Sort through the entries below and pull out lines containing the word "used".

(Given records)

Issue #4157, opened 2022-08-05
Read/write walker weights in restart


ye-luo:
**Is your feature request related to a problem? Please describe.**
Need to record walker weights.

quantumsteve:
@ye-luo Is this roughly what you had in mind?
https://github.com/QMCPACK/qmcpack/compare/develop...quantumsteve:qmcpack:4157_walker_weights

Wanted to check I'm on the right track before going further.

PR #4366, opened 2022-12-14
Use std::filename::path and avoid sprintf in HDFWalkerInput

quantumsteve:

## Proposed changes

Some linting before starting #4157. I tried using std::filesystem::path in more places in `snprintf` instead of the more dangerous `sprintf`. 

- No

## Checklist


src/Particle/HDFWalkerInput_0_4.cpp
```diff
@@ -74,20 +70,22 @@ void HDFWalkerInput_0_4::checkOptions(xmlNodePtr cur)
...
       }
       else
       {
-        int pid      = myComm->rank() % i_info.nprocs;
-        char* h5name = new char[froot.size() + 10];
-        sprintf(h5name, "%s.p%03d", froot.c_str(), pid);
-        FileStack.push(h5name);
-        delete[] h5name;
+        int pid = myComm->rank() % i_info.nprocs;
+        // 2 chars for '.p', 11 chars for pid, 1 char for \0
```
markdewing, line 84: The source of the "11 characters" is a little confusing at first glance because the format string is "%03d".  It looks like it should be zero-padded with a width of 3.  However, the width specifier is a minimum width - printf formatting expands the field to accommodate larger values.  The type of pid is an int, and so the maximum number of characters need to represent the int with the longest string is 11 (For instance, -2**31)

quantumsteve: Yes, I made that mistake in the first commit and am thankful that GCC caught it. clang didn't generate any warnings. 

The `+10` buffer currently used could also potentially overflow, though I suspect other things would also break with 10,000,000+ processes.

src/Particle/HDFWalkerInput_0_4.h
```diff
@@ -81,11 +82,11 @@ struct HDFWalkerInput_0_4
...
 
   /** read walkers for small number of MPI tasks */
-  bool read_hdf5(std::string h5name);
+  bool read_hdf5(std::filesystem::path h5name);
   /** read walkers. Master reads and scatter the walkers */
-  bool read_hdf5_scatter(std::string h5name);
+  bool read_hdf5_scatter(std::filesystem::path h5name);
   /** read walkers using PHDF5 */
-  bool read_phdf5(std::string h5name);
+  bool read_phdf5(std::filesystem::path h5name);
```
ye-luo, line 89: For the above three APIs, can we have `const std::filesystem::path&`?

quantumsteve: These functions all call `h5name.concat(hdf::config_ext);` which modifies the value of h5name.

ye-luo: That is the confusing part. I feel the argument should be renamed as h5name_noext and kept intact and then h5name is used for the full name.

src/Particle/HDFWalkerInput_0_4.h
```diff
@@ -57,9 +58,9 @@ struct HDFWalkerInput_0_4
   //propoery list to handle parallel io
   hid_t h_plist;
   //the last file which was processed
-  std::string FileName;
+  std::filesystem::path FileName_noext;
   //list of files to process
-  std::stack<std::string> FileStack;
+  std::stack<std::filesystem::path> FileStack;
```
ye-luo, line 63: Does each element include extension or not? No need of updating the variable name, updating the comments can be sufficient.

quantumsteve: No, if the extension `.config.h5` is present it is removed. I updated the comments to reflect this.

ye-luo:
Test this please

(End Given records)

- Output of the task
The `+10` buffer currently used could also potentially overflow, though I suspect other things would also break with 10,000,000+ processes.
ye-luo: That is the confusing part. I feel the argument should be renamed as h5name_noext and kept intact and then h5name is used for the full name.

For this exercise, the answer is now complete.